### EXERCISE OBJECTIVE
Write the data below out again in full, exactly as shown.

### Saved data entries
····················

PR #971, opened 2019-07-12
Promote Resistor Color Duo to core

F3PiX:
Resistor Color Duo was introduced in March, and added as a side exercise on [Level 1](https://github.com/exercism/ruby/issues/969) first.
As a core exercise, it brings in the `integer` datatype to level 1, and a simple array iterator (for beginners) or reading values from a hash. 
Looking at the [community solutions](https://exercism.io/tracks/ruby/exercises/resistor-color-duo/solutions), there's lots of opportunities to guide to more idiomatic Ruby.

(cc ~@exercism/track-maintainers~ Ruby maintainers)

### DIFF
--- a/config.json
+++ b/config.json
@@ -304,7 +304,7 @@
       "slug": "leap",
       "uuid": "06eaa2dd-dc80-4d38-b10d-11174183b0b6",
       "core": false,
-      "unlocked_by": "two-fer",
+      "unlocked_by": "resistor-color-duo",
       "difficulty": 1,
       "topics": [
         "booleans",
--- a/config.json
+++ b/config.json
@@ -27,6 +27,16 @@
         "strings"
       ]
     },
+    { "slug": "resistor-color-duo",
+      "uuid": "57b0c57e-26a5-4ccf-aaf2-2fefddd918c1",
+      "core": true,
+      "unlocked_by": null,
+      "difficulty": 1,
+      "topics": [
+        "array",
+        "loops"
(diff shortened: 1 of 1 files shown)


cmccandless:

····················

### WRITTEN SOLUTION
PR #971, opened 2019-07-12
Promote Resistor Color Duo to core

F3PiX:
Resistor Color Duo was introduced in March, and added as a side exercise on [Level 1](https://github.com/exercism/ruby/issues/969) first.
As a core exercise, it brings in the `integer` datatype to level 1, and a simple array iterator (for beginners) or reading values from a hash. 
Looking at the [community solutions](https://exercism.io/tracks/ruby/exercises/resistor-color-duo/solutions), there's lots of opportunities to guide to more idiomatic Ruby.

(cc ~@exercism/track-maintainers~ Ruby maintainers)

### DIFF
--- a/config.json
+++ b/config.json
@@ -304,7 +304,7 @@
       "slug": "leap",
       "uuid": "06eaa2dd-dc80-4d38-b10d-11174183b0b6",
       "core": false,
-      "unlocked_by": "two-fer",
+      "unlocked_by": "resistor-color-duo",
       "difficulty": 1,
       "topics": [
         "booleans",
--- a/config.json
+++ b/config.json
@@ -27,6 +27,16 @@
         "strings"
       ]
     },
+    { "slug": "resistor-color-duo",
+      "uuid": "57b0c57e-26a5-4ccf-aaf2-2fefddd918c1",
+      "core": true,
+      "unlocked_by": null,
+      "difficulty": 1,
+      "topics": [
+        "array",
+        "loops"
(diff shortened: 1 of 1 files shown)


cmccandless:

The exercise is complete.